Where does the word "other" show up in the records? Copy every line that holds it.

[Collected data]
==========

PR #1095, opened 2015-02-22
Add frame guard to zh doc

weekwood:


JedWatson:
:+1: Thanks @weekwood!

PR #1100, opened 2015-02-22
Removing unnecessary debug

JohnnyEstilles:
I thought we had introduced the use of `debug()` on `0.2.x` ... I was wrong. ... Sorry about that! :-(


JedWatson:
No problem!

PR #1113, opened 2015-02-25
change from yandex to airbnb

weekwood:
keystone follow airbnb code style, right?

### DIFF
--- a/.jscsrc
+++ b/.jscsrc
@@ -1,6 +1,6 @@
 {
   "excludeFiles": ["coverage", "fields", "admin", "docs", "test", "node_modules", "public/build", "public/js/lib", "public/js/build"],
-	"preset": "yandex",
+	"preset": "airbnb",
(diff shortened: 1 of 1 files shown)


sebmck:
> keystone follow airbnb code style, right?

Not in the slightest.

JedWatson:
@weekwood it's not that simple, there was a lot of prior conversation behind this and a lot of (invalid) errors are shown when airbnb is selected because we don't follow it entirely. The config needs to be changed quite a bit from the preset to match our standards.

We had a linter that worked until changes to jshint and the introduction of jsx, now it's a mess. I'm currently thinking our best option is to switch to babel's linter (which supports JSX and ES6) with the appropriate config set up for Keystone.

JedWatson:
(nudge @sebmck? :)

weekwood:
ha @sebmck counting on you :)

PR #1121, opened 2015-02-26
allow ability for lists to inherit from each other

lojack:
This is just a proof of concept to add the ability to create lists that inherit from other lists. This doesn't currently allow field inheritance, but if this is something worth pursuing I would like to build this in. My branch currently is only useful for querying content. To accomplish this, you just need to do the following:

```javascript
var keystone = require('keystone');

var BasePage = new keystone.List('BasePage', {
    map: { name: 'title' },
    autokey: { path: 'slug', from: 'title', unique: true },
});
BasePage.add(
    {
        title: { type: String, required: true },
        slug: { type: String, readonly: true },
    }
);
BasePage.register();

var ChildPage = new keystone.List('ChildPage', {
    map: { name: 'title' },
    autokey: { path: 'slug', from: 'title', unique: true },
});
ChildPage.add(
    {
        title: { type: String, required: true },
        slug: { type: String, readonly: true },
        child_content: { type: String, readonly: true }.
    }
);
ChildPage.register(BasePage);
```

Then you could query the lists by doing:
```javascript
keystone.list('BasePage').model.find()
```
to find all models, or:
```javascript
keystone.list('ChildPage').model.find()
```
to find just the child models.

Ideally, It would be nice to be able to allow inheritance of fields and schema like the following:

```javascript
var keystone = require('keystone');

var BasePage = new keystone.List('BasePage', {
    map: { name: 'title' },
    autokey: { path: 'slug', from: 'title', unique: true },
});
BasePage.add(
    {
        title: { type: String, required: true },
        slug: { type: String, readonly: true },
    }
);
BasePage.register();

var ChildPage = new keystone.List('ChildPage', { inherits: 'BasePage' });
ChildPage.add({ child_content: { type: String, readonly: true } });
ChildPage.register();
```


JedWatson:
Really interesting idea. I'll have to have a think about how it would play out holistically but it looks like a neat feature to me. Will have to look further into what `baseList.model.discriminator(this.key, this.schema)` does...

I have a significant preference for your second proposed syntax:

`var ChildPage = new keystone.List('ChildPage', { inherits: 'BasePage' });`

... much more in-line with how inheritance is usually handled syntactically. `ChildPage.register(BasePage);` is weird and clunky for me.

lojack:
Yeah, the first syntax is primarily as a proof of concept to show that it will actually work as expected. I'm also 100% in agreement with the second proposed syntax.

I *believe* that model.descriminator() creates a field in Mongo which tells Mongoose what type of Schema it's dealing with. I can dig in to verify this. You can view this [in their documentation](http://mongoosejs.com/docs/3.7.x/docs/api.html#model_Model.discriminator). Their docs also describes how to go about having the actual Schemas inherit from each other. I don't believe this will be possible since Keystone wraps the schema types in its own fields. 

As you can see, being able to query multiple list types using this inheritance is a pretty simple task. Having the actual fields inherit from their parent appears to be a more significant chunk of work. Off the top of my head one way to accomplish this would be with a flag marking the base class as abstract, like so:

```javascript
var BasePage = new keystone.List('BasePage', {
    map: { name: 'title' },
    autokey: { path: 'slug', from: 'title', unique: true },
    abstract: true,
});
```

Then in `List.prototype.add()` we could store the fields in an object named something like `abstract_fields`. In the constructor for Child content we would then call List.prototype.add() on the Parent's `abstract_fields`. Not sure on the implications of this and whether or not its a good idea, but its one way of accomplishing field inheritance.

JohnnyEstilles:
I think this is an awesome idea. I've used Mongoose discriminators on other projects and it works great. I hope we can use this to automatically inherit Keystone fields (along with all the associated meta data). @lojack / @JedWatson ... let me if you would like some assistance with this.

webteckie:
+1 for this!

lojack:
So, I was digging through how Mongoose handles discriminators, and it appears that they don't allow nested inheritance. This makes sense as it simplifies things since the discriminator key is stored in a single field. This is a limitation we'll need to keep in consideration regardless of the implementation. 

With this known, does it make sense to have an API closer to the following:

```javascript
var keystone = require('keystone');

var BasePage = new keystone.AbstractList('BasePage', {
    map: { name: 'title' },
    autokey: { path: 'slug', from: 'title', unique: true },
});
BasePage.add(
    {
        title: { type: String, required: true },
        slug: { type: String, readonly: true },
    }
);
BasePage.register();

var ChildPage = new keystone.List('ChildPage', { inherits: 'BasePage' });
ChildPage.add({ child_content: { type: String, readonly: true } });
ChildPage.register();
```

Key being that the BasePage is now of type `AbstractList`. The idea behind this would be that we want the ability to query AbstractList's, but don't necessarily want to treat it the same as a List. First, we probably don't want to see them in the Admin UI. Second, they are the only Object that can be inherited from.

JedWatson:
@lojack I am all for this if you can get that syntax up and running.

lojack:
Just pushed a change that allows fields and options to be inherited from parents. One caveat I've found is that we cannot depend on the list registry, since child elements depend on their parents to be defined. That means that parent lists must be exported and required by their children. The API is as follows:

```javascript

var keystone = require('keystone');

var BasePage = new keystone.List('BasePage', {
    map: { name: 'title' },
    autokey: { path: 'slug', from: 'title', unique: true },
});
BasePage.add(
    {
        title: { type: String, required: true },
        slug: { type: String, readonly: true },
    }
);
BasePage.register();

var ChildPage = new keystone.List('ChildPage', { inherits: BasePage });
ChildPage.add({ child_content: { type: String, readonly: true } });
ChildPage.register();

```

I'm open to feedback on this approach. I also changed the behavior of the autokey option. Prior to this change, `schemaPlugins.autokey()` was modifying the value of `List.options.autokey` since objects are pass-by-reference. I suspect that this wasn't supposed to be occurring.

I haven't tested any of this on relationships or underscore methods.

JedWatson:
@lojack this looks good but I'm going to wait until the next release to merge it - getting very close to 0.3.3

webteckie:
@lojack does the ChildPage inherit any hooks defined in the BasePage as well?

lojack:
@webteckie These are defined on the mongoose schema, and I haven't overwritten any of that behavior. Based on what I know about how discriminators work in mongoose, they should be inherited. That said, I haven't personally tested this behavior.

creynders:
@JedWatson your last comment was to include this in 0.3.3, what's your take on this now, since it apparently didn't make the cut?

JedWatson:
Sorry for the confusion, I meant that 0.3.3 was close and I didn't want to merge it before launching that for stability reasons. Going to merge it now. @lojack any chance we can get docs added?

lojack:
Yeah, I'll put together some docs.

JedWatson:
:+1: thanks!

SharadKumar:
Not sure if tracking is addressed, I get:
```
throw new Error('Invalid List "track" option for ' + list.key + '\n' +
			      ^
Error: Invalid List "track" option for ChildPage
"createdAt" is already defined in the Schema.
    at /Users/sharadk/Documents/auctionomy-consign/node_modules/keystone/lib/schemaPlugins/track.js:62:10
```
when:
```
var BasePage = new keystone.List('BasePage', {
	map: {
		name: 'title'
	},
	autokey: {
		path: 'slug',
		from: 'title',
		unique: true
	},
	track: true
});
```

==========

OUTPUT FOR THIS EXERCISE:
allow ability for lists to inherit from each other
This is just a proof of concept to add the ability to create lists that inherit from other lists. This doesn't currently allow field inheritance, but if this is something worth pursuing I would like to build this in. My branch currently is only useful for querying content. To accomplish this, you just need to do the following:
I *believe* that model.descriminator() creates a field in Mongo which tells Mongoose what type of Schema it's dealing with. I can dig in to verify this. You can view this [in their documentation](http://mongoosejs.com/docs/3.7.x/docs/api.html#model_Model.discriminator). Their docs also describes how to go about having the actual Schemas inherit from each other. I don't believe this will be possible since Keystone wraps the schema types in its own fields. 
I think this is an awesome idea. I've used Mongoose discriminators on other projects and it works great. I hope we can use this to automatically inherit Keystone fields (along with all the associated meta data). @lojack / @JedWatson ... let me if you would like some assistance with this.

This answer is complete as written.